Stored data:
┌────────
PR #94, opened 2022-10-25
[SUGGESTION][FIX] Add pointer deduce type support

filipsajdak:
Current implementation is not handling deduced pointer types when analysing safety checks.

It means that this code will pass safety checks
```cpp
i : int = 42;
pi := i&;
pi = 0; // this should trigger error
```

This change introduce support for deduced pointer types and makes safety checks work with below code:
```cpp
main: (argc : int, argv : **char) -> int = {
    a:     int = 2;
    pa:   *int = a&;
    ppa: **int = pa&;

    pa = 0; // error

    pa2:= ppa*;
    pa2 = 0; // error

    pa3 := a&;
    pa3 = 0;  // error
    pa3 += 2; // error

    ppa2 := pa2&;
    pa4 := ppa2*;

    pa4 = 0; // error

    pppa := ppa&;
    pa5 := pppa**;
    pa5 = 0; // error

    return a*pa**ppa**; // 8
}
```
and will cause errors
└────────
Report every line of the data in which "types" appears.

Current implementation is not handling deduced pointer types when analysing safety checks.
This change introduce support for deduced pointer types and makes safety checks work with below code:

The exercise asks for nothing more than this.